RECORDS PROVIDED Block Start

PR #4053, opened 2026-09-14
feat(models): declare real deepseek-v4.1-flash effort levels (low..max)

raflyazf:
Probed `deepseek-v4.1-flash` live on Alibaba Cloud MaaS (both routes of the same workspace):

| Probe | Result |
|---|---|
| `output_config.effort` = low / medium / high / xhigh / max (anthropic route) | all `200` |
| `output_config.effort` = `none` | `400 Invalid value 'none' for output_config.effort. Supported values are: low, medium, high, xhigh, max.` |
| `reasoning_effort: "max"` (compatible-mode openai route) | `200`, `reasoning_content` present |
| `thinking: {"type":"disabled"}` | `200`, no reasoning output |

The current metadata undersells the model: `*deepseek-v4*` caps leave `thinkingEffortSupported` at the `false` default, and the format-derived levels (`none|high|max`) hide the fact that all five effort levels are accepted and `none` is actually the invalid one.

## Changes

- `capabilities.js`: `*deepseek-v4*` pattern caps now declare `thinkingEffortSupported: true`.
- `thinkingLevels.js`: new `*deepseek-v4.1*` pattern with levels `["none", "low", "medium", "high", "xhigh", "max"]` — scoped to v4.1 so older v4 models keep the conservative `none|high|max` set. `none` stays in the list as disable-thinking (the anthropic route rejects it as an effort *value*, but disabling thinking entirely is a 200).

Note: `thinkingEffortSupported` is currently only read by the `zai` case in `thinkingUnified.js`, so this is metadata/dashboard correctness today; the deepseek wire format already sends `reasoning_effort` unconditionally.


decolua:
Thanks @raflyazf for the contribution! Reviewed and merged into master. 🙏

PR #4059, opened 2026-09-14
fix(auth): don't cool down an account for a request-scoped 4xx

GimingRao:
## Problem

`checkFallbackError()` returns the transient 30s cooldown for any error that
matches no rule. A 400 caused by the *request* therefore put the account on
cooldown: the chat handler excluded that connection, found no other one, and
answered every later request in the window with a copy of the first error.

In practice one session's oversized request produced:

    [400]: This model's maximum context length is 1048576 tokens.
    However, you requested 1186139 tokens
    ...
    [AUTH] deepseek | all 1 accounts locked for deepseek-v4-flash (reset after 30s)
           | lastError=[400]: This model's maximum context length ...
    [CHAT] [deepseek/deepseek-v4-flash] [400]: { ...same body... }

so unrelated, healthy sessions appeared to fail with the same token count, and
the caller lost the real cause of its own failure.

## Change

Rule-less 4xx statuses no longer fall back or cool the account down; the upstream
error is returned to the client that caused it. Statuses that do describe the
account keep their existing rules (`401`, `402`, `403`, `404`, `429`), and the
text rules still win for rate-limit / quota / capacity wording, so a 400 whose
body says `rate limit` keeps its current behaviour.

## Tests

```bash
cd tests && npx vitest run unit/account-fallback-4xx.test.js
```

Covers the 400 "maximum context length" case, the account-scoped statuses, the
text-rule precedence and the unchanged transient cooldown for server errors.
`unit/github-monthly-usage-lock.test.js` and `unit/multimodal-drop-lock.test.js`
still pass.


decolua:
Thanks @GimingRao for the contribution! Reviewed and merged into master. 🙏

PR #4061, opened 2026-09-14
fix(opencode): strip prior reasoning items on Muse Spark Responses models

anojndr:
### Problem
When using `muse-spark-1.3-contributor-free` (or other Muse Spark contributor models) in multi-turn conversations or tool-calling loops under the Responses API, requests on subsequent turns fail with:
```
URL: https://opencode.ai/zen/v1/responses [400]: {"model":"muse-spark-1.3-contributor-free","error":{"param":null,"type":"invalid_request_error","message":"Error from provider (Console): Upstream request failed: [invalid_request_error] reasoning \`encrypted_content\` was not issued to this caller"}}
```

### Root Cause
1. Stateless mode (`store: false`) in OpenAI Responses API emits `encrypted_content` on reasoning items by default.
2. `encrypted_content` is encrypted with keys bound to the caller/account identity that generated it.
3. OpenCode Free uses public pooled credentials (`Bearer public`) routing to an internal upstream account pool on Console (and requests frequently rotate across proxy pool relays).
4. When subsequent turns replay prior reasoning items with `encrypted_content` to a different upstream caller, OpenAI rejects the request with `reasoning encrypted_content was not issued to this caller`.
5. Under `store: false`, omitting `encrypted_content` while keeping `type: "reasoning"` causes OpenAI to reject it as `Referenced reasoning item was not found or was deleted`.

### Solution
- Strip prior-turn `type: "reasoning"` items and continuity properties (`encrypted_content`, `reasoning_encrypted_content`) from `body.input` before dispatching in `OpenCodeExecutor` and `OpenCodeGoExecutor`.
- Bring `OpenCodeExecutor` into parity with `OpenCodeGoExecutor` by adding `normalizeResponsesInput`, `normalizeResponsesTools`, and `sanitizeResponsesItems`.
- Add unit tests verifying reasoning items carrying `encrypted_content` are stripped and tool definitions are normalized.


decolua:
Thanks @anojndr for the contribution! Reviewed and merged into master. 🙏

PR #4065, opened 2026-09-14
feat(codex): add per-account fast mode

Primexz:
### Problem

Codex accounts cannot consistently control priority processing because client-supplied service tiers may vary, and the account-level Fast mode setting is not available from the quota dashboard.

### Cause

The Codex executor previously derived service-tier behavior from each incoming request instead of a persisted per-account setting. The dashboard-safe provider response also omitted that setting, preventing the quota card from displaying or updating it.

### Fix

- Persist and validate a per-account `codexFastMode` setting.
- Force `service_tier: "priority"` when Fast mode is enabled and remove `service_tier` when it is disabled.
- Expose the saved setting through the dashboard-safe provider response.
- Add Fast mode controls to the provider-detail connection row and quota dashboard card.

### Verification

- Ran `npm run build` successfully.
- Ran `git diff --check` successfully.
- Confirmed the feature branch is pushed to `Primexz/9router`.


Primexz:
Closing this PR because the branch was based on a stale local master. A replacement branch and PR will be created from the current upstream master.

PR #4069, opened 2026-09-14
fix: preserve optional tool parameters across Responses and Codex tra…

felixfoertsch:
## Summary

Preserve Chat Completions function-tool optionality when routing through Responses, including Codex (`cx/*`). This targets the OpenCode v2 `subagent.sessionID` failure: omitting the argument creates a child, while supplying it requests a resume.

## Two concrete defects found in 0.5.75

1. `open-sse/translator/request/openai-responses.js` already preserves `parameters.required`, but forwards an omitted `function.strict` as `undefined`. JSON serialization removes that field. Chat Completions is non-strict by default, whereas Responses can normalize omitted strictness into strict mode, making optional fields required.
2. `open-sse/executors/codex.js::normalizeCodexTools` rebuilds each function declaration and discards `strict`, including explicit `false` and `true`. A translator-only fix is therefore insufficient for `cx/*`.

OpenAI documentation: https://developers.openai.com/api/docs/guides/function-calling#strict-mode

The user-reported direct-versus-routed OpenCode result is consistent with these defects. This PR does not claim a live reproduction of model behavior or OpenCode child creation.

## Changes

- Emit `strict: tool.function.strict ?? false` when translating Chat Completions function declarations.
- Capture and restore strictness while rebuilding Codex function tools.
- Default nested Chat-shaped tools reaching the executor to non-strict, while retaining the existing defaults for native flat Responses tools.
- Leave parameter schemas and existing `required` arrays unchanged; do not derive required fields from property names or silently repair explicitly strict schemas.
- Do not inject, remove, or replace `sessionID` in returned arguments. Legitimate resume IDs remain intact.

## Regression coverage

Adds `tests/unit/openai-responses-optional-params.test.js` with 26 cases covering:

- Optional `sessionID`; absent and empty `required`; nested objects, arrays, unions, and definitions; parameter-less functions.
- Explicit `strict` values, Chat default handling, native Responses defaults, and nested Chat tool normalization.
- Serialized outbound tool declarations, idempotence, input-schema preservation, and hosted/custom/namespaced tools.
- Replayed arguments and synthetic streamed arguments, both fragmented deltas and done-only payloads, for omitted and supplied child IDs.

The synthetic streaming fixtures verify transport fidelity, not actual model argument selection or OpenCode execution.

## Validation performed

In the available offline environment, the same 26 test assertions were run using Node 22's native test runner against the fetched production translator/executor source and the extracted production response-conversion function. External I/O and unrelated provider configuration dependencies were replaced by isolated adapters; helper behavior was copied from the inspected source.

| Version | Passed | Failed |
| --- | ---: | ---: |
| Original 0.5.75 | 8 | 18 |
| Translator change alone | 8 | 18 |
| Both changes | 26 | 0 |

`node --check` and `git diff --check` passed. Final GitHub blob hashes match the locally validated files.

**Not run:** the normal Vitest dependency graph, full repository suite/build, live Codex inference, or the OpenCode acceptance probe. Dependencies could not be installed in this environment. This PR remains a draft pending normal integration validation.

From a full checkout with dependencies installed, run:

```sh
cd tests
npm test -- unit/openai-responses-optional-params.test.js
```

## Live acceptance still required

Using OpenCode v2 2.0.3, rerun the original identical probe through `9router/cx/gpt-5.6-sol` after building and deploying this branch. Retain the direct-provider control.

- [x] Captured final provider request has `strict: false` for the translated subagent function, and its original `required` array does not include `sessionID`.
- [x] The new-child call's captured `rawInput` lacks `sessionID` entirely, not merely `null` or an empty string.
- [x] A real child session is created; the output contains its returned session ID and `ROUTED-SUBAGENT-OK`.
- [x] An explicit valid child `sessionID` can still resume that child.

No changes to OpenCode's parent/child validation are proposed. No automatic merge, deployment, or upstream issue/PR is included.


forggy0113:
Hi, just following up on this PR. I’m experiencing the same issue, and I’ve tested this PR locally — the fix works for me.

Would it be possible to review and merge this when you have a chance? This fix would really help with my use case. Thanks!

Issue #2918, opened 2026-07-30
Usage by API key merges distinct keys for today/24h; aggregate periods serialize raw keys


hiennguyenle:
`getUsageStats("today")` / `getUsageStats("24h")` group API-key usage by the
masked key prefix instead of a unique key identity, and aggregate periods
serialize raw API keys as JSON property names.

### Bug 1: distinct keys merge (today/24h)

In `src/lib/db/repos/usageRepo.js` the live-history branch builds the
grouping key from `maskApiKey()`, which keeps only the first 8 characters:

    const apiKeyMasked = maskApiKey(r.apiKey);
    const akKey = `${apiKeyMasked}|${r.model}|${r.provider || "unknown"}`;

Generated keys are `sk-{machineId}-{keyId}-{crc8}`
(`src/shared/utils/apiKey.js`), so the first 8 characters are `sk-` plus the
first 5 characters of the installation's machine id — **identical for every
key the installation creates**. Any two keys used with the same
model+provider in the window collapse into one row: requests, tokens and
cost are summed, and the row shows whichever key's name created the bucket
first. On one live deployment, 7 distinct keys shared 1 distinct first-8
prefix across >9,000 requests in 24h.

**Repro:** create two API keys with different names, send one request
through each (same model/provider), open Usage → Today: one row contains
both keys' traffic. `7d` shows two rows (that path keys by full key).

### Bug 2: raw keys serialized in responses (7d/30d/60d/all)

The aggregate branch copies persisted `usageDaily.data.byApiKey` entries into
`stats.byApiKey` under their persisted keys — `${fullRawKey}|model|provider` —
and three routes return the object verbatim (`NextResponse.json(stats)`):
`/api/usage/stats`, `/api/usage/stream` (always period `"all"`, so every
dashboard SSE update carries them), and `/api/usage/history`. Full API keys
(and, with `requireApiKey` off, any forwarded bearer secret) appear as JSON
property names in responses. The dashboard never renders them, but they cross
the wire into browser devtools and proxy logs — including unauthenticated
when `requireLogin` is false.

Note: `tests/unit/security-audit.test.js` ("byApiKey object keys should use
masked key, not raw key") enforces the masked template for the live branch,
but the masked prefix cannot serve as identity (bug 1) and the aggregate
branch never satisfied the test's intent (bug 2). The fix needs a third kind
of key: a stable identity that is neither raw nor masked.

I have a fix ready (PR to follow): key `stats.byApiKey` by the `apiKeys`
[...]

PR #4073, opened 2026-09-15
feat & fix (keys,models): per-key model access & token limits, fix OpenCode and compatible provider models

miqonee:
## Summary

This pull request addresses two provider catalog issues and introduces per-API-key model access control and token quotas:

### 1. Per-Key Model Access Control & Token Limits
- **Database Schema (`SCHEMA_VERSION: 2`)**:
  - Added `tokenLimit`, `usedTokens`, `allowedModels`, and `updatedAt` to the `apiKeys` table with additive auto-sync and pre-change safety backup.
- **Token Quota Tracking & Enforcement**:
  - Atomic `usedTokens` increment in SQLite transaction during `saveRequestUsage()`.
  - Rejection with HTTP 429 (`Too Many Requests`) when a key's `tokenLimit` is reached.
  - Support for resetting the used tokens counter from the dashboard without regenerating the key.
- **Model Restrictions Whitelist**:
  - Rejection with HTTP 403 (`Forbidden`) when a request targets a model not permitted for that key.
  - Supports exact model IDs (`gpt-4o`), provider-prefixed IDs (`oc/muse-spark-1.2-contributor-free`), provider wildcards (`oc/*`, `openai/*`), and glob patterns (`*claude*`).
  - `/v1/models` automatically filters models for authenticated API keys so clients only see models they are permitted to use.
- **Dashboard UI (`EndpointPageClient.js`)**:
  - Create Key modal: configure key name, optional token quota, and allowed models (via `ModelSelectModal` or pattern input).
  - Key list: progress bar and token usage stats (`used / limit`), quota exceeded badge, and allowed models summary.
  - Edit Key modal: modify key name, token limit, allowed models list, and reset token usage counter.

### 2. Provider Bug Fix: OpenCode Free models missing from `/v1/models`
- In `buildModelsList()`, `activeConnectionByProvider` only populated connections from SQLite `providerConnections`. Since `opencode` is a free no-auth provider (`noAuth: true`), it has no database connection row and was omitted from `/v1/models` as soon as any other provider was configured.
- Added virtual connection registration for `noAuth` free providers in `buildModelsList()`, making OpenCode Free models (`oc/*`) discoverable alongside other providers.

### 3. Provider Bug Fix: Compatible provider exposing all upstream models (~400 LiteRouter) instead of user-selected models (5-8)
- In `src/app/api/v1/models/route.js`, `rawModelIds.length === 0` previously triggered an upstream `/models` query even when user-configured custom models already existed, merging all 400 upstream models into `/v1/models`.
- Skipped dynamic upstream fetch if the provider already has configured custom models, aliases, or `enabledModels`.
- Added interactive model selection modal with search, multi-checkbox selection, and select-all in `CompatibleModelsSection` instead of blindly importing all upstream models.
- Fixed `isDisabled` check to inspect `providerId` as well.

### Verification & Tests
- Added unit tests in `tests/unit/per-key-and-provider-fixes.test.js` covering model pattern matching, key validation rules, token quota limits, model whitelist enforcement, and `/v1/models` filtering.
- Verified all baseline snapshots byte-for-byte (`verify-providers.mjs`, `verify-alias.mjs`, `verify-oauth-urls.mjs`).
- Production build passes cleanly (`npm run build`).

#### 1. API Keys Management (Quotas, Usage & Model Restrictions)
API Keys List

#### 2. Create API Key with Token Quota & Custom Model Rules
Create Key Modal

#### 3. Edit API Key, Quota Reset & Permissions
Edit Key Modal

#### 4. Model Catalog Selector
Select Models Catalog Modal

#### 5. OpenAI/Anthropic Compatible Provider Model Selection
Compatible Provider Models


miqonee:
Hey @decolua!

Huge thanks for 9router. I've been using it for quite a while now and honestly love the tool, it makes local routing and provider setups so much easier.

Decided to contribute a bit and add a couple of small things that I felt were really missing for daily use:

Per-key token limits and allowed models list. Super handy when sharing an endpoint with colleagues or friends so they don't burn through your quota or call the wrong models.
OpenCode Free models fix: they were disappearing from /v1/models once any other provider was configured.
Compatible providers model selector: added a nice modal with search and checkboxes instead of automatically dumping 400 upstream models into the catalog (literouter provider(( ).
All tests pass, build is clean, and I added UI screenshots to the description so you can see how it looks.

Hope you find this useful! Take a look whenever you have time, and let me know if anything needs to be tweaked.

Thanks again for the great work!

inyund:
Follow-up from an operator running 9router 0.5.75 (asgard, https://9r.inyund.xyz) — confirming the OpenCode Free half of this PR.

Reproduced on 0.5.75: with 3 real provider connections present (tokenrouter, commandcode, openrouter), `GET /v1/models` returns **6** ids and no `oc/*` at all, while the dashboard lists all four OpenCode Free models. Looking at `buildModelsList()`, the else-branch iterates `activeConnectionByProvider`, which is built only from `providerConnections` rows — and `opencode` is `category: "free"` / `noAuth: true`, so it can never have one. `noAuth` is only honoured at request time in `getProviderCredentials()` (which injects the `{ id: "noauth", connectionName: "Public" }` virtual connection); `buildModelsList()` never consults `FREE_PROVIDERS`.

Worth pointing out as a regression shape: because the empty-connections branch returns the whole static catalog, *adding* a provider makes `/v1/models` **smaller**. On this instance it went from 605 ids (no connections) to 6. Any client that discovers models from `/v1/models` silently loses the free providers at exactly the moment they configure their first paid one.

`/v1beta/models` does list 2 of the 4 (`muse-spark-1.2/1.3-contributor-free`) since it reads `PROVIDER_MODELS` directly, but it misses kv-custom models, so it isn't a workable substitute. `oc/big-pickle` and `oc/mimo-v2.5-free` here are hand-seeded via `POST /api/models/custom` (`kv` scope `customModels`) — they also disappear from `/v1/models` for the same reason.

Independent of discovery, all four route fine: `oc/big-pickle` → "PONG", `oc/mimo-v2.5-free` → "PONG" (incl. an image turn), `oc/muse-spark-1.2/1.3-contributor-free` → "PONG" over `/zen/v1/responses`. So the fix is purely catalog visibility.

The `noAuth` virtual-connection registration in `buildModelsList()` is exactly what's needed. Thanks for putting it together — the per-key `allowedModels` filtering in the same PR composes nicely with this, since a key scoped to `oc/*` currently sees an empty list.

miqonee:
I’ve been using and testing, it works great and helps bring complete order to the models.

miqonee:
Just pushed a quick follow-up commit with a couple of quality of life tweaks while testing this in daily use:

First, in the provider models import modal, I removed the browser alert popup that popped up every time after adding models. Also, previously added models had their checkboxes locked and disabled, so if you wanted to clean up models you had to delete them manually one by one from the main list. Now all checkboxes stay interactive, meaning you can uncheck models right there to remove them. The modal clearly tags what is being added and what is marked for removal, and applies everything in one click with Save Changes.

Second, in the key modal for selecting allowed models, you can now simply click on any provider title to toggle a wildcard rule like provider/* (such as openai/* or oc/*). It saves a lot of time when you want to grant access to an entire provider without having to select dozens of models individually or type the pattern by hand. Along with that, the wildcard matching logic was updated so it reliably recognizes both provider aliases and provider IDs.

miqonee:
By the way, I also built and pushed a Docker image with all the latest changes to Docker Hub (`miqone/9router:latest`) if anyone wants to test this functionality out directly without building it locally. Would really appreciate any feedback, thoughts, or critique!

miqonee:
## Updates in this revision:
- **Rebased & clean merge with v0.5.85**: Resolved all conflicts with the latest release, verified all baseline snapshots (`verify-providers.mjs`, `verify-alias.mjs`, `verify-oauth-urls.mjs`), and clean production build.
- **Interactive Model Selector for OAuth Providers**: Extended the interactive model selection modal (search filter, multi-select checkboxes, batch apply) to OAuth and live providers (`cline`, `clinepass`, `qoder`, `codex`, `cursor`, `zed`, etc.) with proactive token refresh before querying `/models`.

miqonee:
Found and fixed another bug while testing multiple keys today.

On the Usage page, different keys kept merging into a single row or swapping stats with each other. Looked into it and saw that maskApiKey was truncating keys down to just the machine ID prefix, so all keys generated on the same machine shared the exact same identifier (issues #3640 and #2918).

Fixed the masking so each key keeps its unique identity and stats track separately, and also fixed an issue where token counts were dropping to zero for models returning input_tokens/output_tokens.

RECORDS PROVIDED Block End

▶ **WHAT THE EXERCISE ASKS**
The lines to extract from the data above begin with the line containing "Passed | Failed |" and end with the line containing "normal integration validation.". Extract them exactly, including both.

▶ **WRITTEN SOLUTION**
| Version | Passed | Failed |
| --- | ---: | ---: |
| Original 0.5.75 | 8 | 18 |
| Translator change alone | 8 | 18 |
| Both changes | 26 | 0 |

`node --check` and `git diff --check` passed. Final GitHub blob hashes match the locally validated files.

**Not run:** the normal Vitest dependency graph, full repository suite/build, live Codex inference, or the OpenCode acceptance probe. Dependencies could not be installed in this environment. This PR remains a draft pending normal integration validation.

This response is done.